Action item:
I need each line of the entries below that includes the string "only".

Exercise data:
PR #978, opened 2026-06-30
fix(create-devices): rescan NVMe controllers when no data disk appears

soyacz:
## Problem

On some OCI and Azure VMs a local **instance-store NVMe controller enumerates but its namespace block device (`nvme0n1`) never appears**. With the controller visible in `dmesg` (`nvme nvme0: pci function ...`) but no namespace node in `/dev`, `scylla_create_devices --data-device instance_store` finds no data disk and aborts:

```
scylla_create_devices ... -> "No device names discovered after N seconds" -> "No data disk found, abort setup"
scylla-image-setup.service: status=1/FAILURE
/etc/scylla/machine_image_configured  -> never written
```

Downstream, the consumer waiting on `machine_image_configured` times out (600s) and node setup fails. Observed repeatedly on OCI (`VM.DenseIO.E5.Flex`) and Azure (`Standard_L8s_v4`); a single VM per cluster is hit while the rest set up fine.

Reported in SCT-447 (OCI) and SCT-297 (Azure).

## Root cause

`wait_for_devices` retries by re-listing `/dev` every 5s. That can **never** surface a namespace the kernel has not probed — re-reading the device list does nothing to make an un-enumerated namespace appear. So the wait window elapses with no effect and setup aborts even though the controller is present.

Re-listing the device node is a no-op for a namespace the kernel hasn't probed; the namespace has to be re-enumerated. The `rescan_controller` / `nvme ns-rescan` poke is the recognized remedy for the "controller present, namespace missing" symptom regardless of why the probe lagged (slow/failed hypervisor-side attach, or a kernel scan bug) — see Related below.

Note on kernel: these images build on Ubuntu 26.04 (OCI/AWS/GCE) and Ubuntu 24.04 LTS (Azure) per `packer/build_image.sh`, i.e. kernels well past the 6.1.x NVMe-scan regression. So 6.1.x is a documented analog of the symptom/remedy, not the diagnosis here; the fix is deliberately cause-agnostic.

## Fix

Between empty retries, trigger a **best-effort kernel re-probe** of NVMe controllers:

- write `1` to each `/sys/class/nvme/nvme*/rescan_controller` (re-scans namespaces; no `nvme-cli` dependency),
- fall back to a PCI bus rescan (`/sys/bus/pci/rescan`) when that sysfs node is absent.

Errors are swallowed — it is a recovery attempt, not a hard requirement, so it stays a no-op on clouds/instances where it does not apply (e.g. attached/`sd*` disks). The existing `device_wait_seconds` window governs how long we keep re-probing.

## Tests

`tests/test_scylla_create_devices.py`:
- rescan is invoked on each empty retry until a device appears,
- rescan writes to every per-controller sysfs node,
- rescan falls back to PCI bus rescan when no per-controller node exists.

All tests pass; `ruff check` / `ruff format` clean.

## Refs

- SCT-447 — `[OCI] NodeSetupFailed: instance-store NVMe data disk never enumerated`
- SCT-297 — same `is_machine_image_configured` timeout on Azure

## Related (public)

The same controller-present/namespace-missing symptom and the `rescan_controller` remedy are documented upstream:

- [platima/nvme-rescan-fix](https://github.com/platima/nvme-rescan-fix) — documents the 6.1.x-kernel NVMe namespace-enumeration regression and ships a systemd boot-time `rescan_controller` service (same mechanism this PR applies in-loop). Durable fix: kernel 6.12+.
- [nvme-cli `ns-rescan` docs](https://github.com/linux-nvme/nvme-cli/blob/master/Documentation/nvme-ns-rescan.txt) — `nvme ns-rescan /dev/nvme0`, the userspace equivalent of the sysfs write.
- [Red Hat: NVMe namespace/ID numbering inconsistent](https://access.redhat.com/solutions/6967589)
- Azure Lsv4 (the `Standard_L8s_v4` case) is fully NVMe with no SCSI fallback; missing local NVMe also occurs when the OS image lacks NVMe support — [Lsv4 series](https://learn.microsoft.com/en-us/azure/virtual-machines/sizes/storage-optimized/lsv4-series), [NVMe Temp Disks FAQ](https://learn.microsoft.com/en-us/azure/virtual-machines/enable-nvme-temp-faqs).

Note: this rescan recovers a kernel-failed namespace probe. It cannot help if the image genuinely lacks NVMe drivers (image-build concern), and the durable fix for the kernel regression is shipping images on 6.12+.

### DIFF
--- a/common/scylla_create_devices
+++ b/common/scylla_create_devices
@@ -33,20 +33,46 @@ class NoDiskFoundError(Exception):
         return "No data disk found, abort setup"
 
 
+NVME_PCI_CLASS_PREFIX = "0x0108"  # PCI class: Non-Volatile memory controller
+
+
+def _unbound_nvme_pci_addresses() -> list[str]:
+    """PCI addresses with an NVMe class code that currently have no driver bound.
+
+    A driver can end up detached from a device (e.g. an `unbind` mid-boot, or a
+    probe race) without the device itself leaving the PCI bus. A bus rescan is a
+    no-op in that case: the kernel already has a struct pci_dev for that slot,
+    and pci_scan_slot() only creates new ones for slots it hasn't seen before.
+    """
+    addresses = []
+    for class_file in glob.glob("/sys/bus/pci/devices/*/class"):
+        try:
+            is_nvme = Path(class_file).read_text().strip().startswith(NVME_PCI_CLASS_PREFIX)
+        except OSError:
+            continue
+        if not is_nvme:
+            continue
+        addr = Path(class_file).parent.name
+        if not Path("/sys/bus/pci/devices", addr, "driver").exists():
+            addresses.append(addr)
+    return addresses
+
+
 def rescan_nvme_controllers() -> None:
     """Best-effort: ask the kernel to re-probe NVMe controllers for namespaces.
 
-    On some OCI/Azure VMs the NVMe controller enumerates but its namespace block
-    device (e.g. nvme0n1) never appears, so the local data disk stays invisible
-    and setup aborts with "No data disk found". Writing to each controller's
-    sysfs `rescan_controller` re-scans its namespaces without needing nvme-cli.
-
-    Always also issues a PCI bus rescan, unconditionally: on NVMe-root VMs (e.g.
-    Azure Standard_Lsv4), the root disk has its own healthy, unrelated NVMe
-    controller with a working `rescan_controller` - gating the bus rescan on
-    "no controller responded" would report success from the root's controller
-    and skip the bus rescan entirely, even though a *different*, still-missing
-    local-disk controller is the actual problem the bus rescan could find.
+    Covers three distinct ways a local NVMe data disk can stay invisible on boot,
+    each seen on OCI and/or Azure:
+      - controller enumerated, namespace never appeared: nudge via the
+        controller's own sysfs `rescan_controller`.
+      - controller present on the PCI bus but its driver never got (re)bound:
+        a bus rescan can't fix this - the kernel already knows the slot - so
+        explicitly ask the driver core to bind it via `drivers_probe`.
+      - controller not on the PCI bus at all (yet): a full bus rescan.
+    All three are always attempted, regardless of whether an earlier one
+    reported success: on NVMe-root VMs (e.g. Azure Standard_Lsv4), the root
+    disk has its own healthy, unrelated NVMe controller, so gating a later step
+    on "nothing found yet" would mask a different, still-missing controller.
     Errors are swallowed - this is a recovery attempt, not a hard requirement.
     """
     for ctrl in glob.glob("/sys/class/nvme/nvme*/rescan_controller"):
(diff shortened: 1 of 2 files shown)


soyacz:
@fruch any idea how to test this one?

fruch:
> @fruch any idea how to test this one?

building all 4 image (ignoring ARM for a sec), and running artifact tests, that kind of the minimum
but once you have images, you can give it a go with longevity tests (i.e. more nodes)

I don't know how to directly cause it, cause I have zero clue what's actually happening.

so we need to make sure it's not breaking any of the cloud platform, but since it's on the retry sequence, maybe for testing put it on the top of the flow, to make sure we exercise this code on each image.

regardless, if it might be fixing the issue, I would want this to be working even if `wait_for_devices: 0`  
the fact we set `wait_for_devices: 60` in SCT is cause of a bug we couldn't identify it's root source.

soyacz:
building here: https://jenkins.scylladb.com/job/releng-testing/job/next-machine-image/126/

fruch:
@soyacz 

can you confirm if it's was tested with `wait_for_devices: 0`  ?

soyacz:
> @soyacz
> 
> can you confirm if it's was tested with `wait_for_devices: 0` ?

I think we use 60s as a default, aren't we?
How to set it to 0?
Still, [I work on building reproducer](https://github.com/scylladb/scylla-cluster-tests/pull/15372) and test case to see this in action

fruch:
> > @soyacz
> > 
> > can you confirm if it's was tested with `wait_for_devices: 0` ?
> 
> I think we use 60s as a default, aren't we?
> How to set it to 0?
> Still, [I work on building reproducer](https://github.com/scylladb/scylla-cluster-tests/pull/15372) and test case to see this in action

We use as default in SCT 60s, from not that long ago, our users aren't using it.

You can change it in SCT and test

soyacz:
> > > @soyacz
> > > can you confirm if it's was tested with `wait_for_devices: 0` ?
> > 
> > 
> > I think we use 60s as a default, aren't we?
> > How to set it to 0?
> > Still, [I work on building reproducer](https://github.com/scylladb/scylla-cluster-tests/pull/15372) and test case to see this in action
> 
> We use as default in SCT 60s, from not that long ago, our users aren't using it.
> 
> You can change it in SCT and test

I think without it we don't have a chance to run this code.
I've noticed we hit the issue with new Azure instances only (v4) - old ones don't show problems

fruch:
> > > > @soyacz
> > > > can you confirm if it's was tested with `wait_for_devices: 0` ?
> > > 
> > > 
> > > I think we use 60s as a default, aren't we?
> > > How to set it to 0?
> > > Still, [I work on building reproducer](https://github.com/scylladb/scylla-cluster-tests/pull/15372) and test case to see this in action
> > 
> > We use as default in SCT 60s, from not that long ago, our users aren't using it.
> > 
> > You can change it in SCT and test
> 
> I think without it we don't have a chance to run this code.

Exactly my concern, that we fix it like this (assuming it fixing) just if one uses non default configuration.

So one we do have a reproducer, or some suspect fix, I want it to be working out of the box,  not to be dependent on specific non default configuration 

> I've noticed we hit the issue with new Azure instances only (v4) - old ones don't show problems

soyacz:
not reproducing anymore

Expected answer:
+    and pci_scan_slot() only creates new ones for slots it hasn't seen before.
I've noticed we hit the issue with new Azure instances only (v4) - old ones don't show problems
> I've noticed we hit the issue with new Azure instances only (v4) - old ones don't show problems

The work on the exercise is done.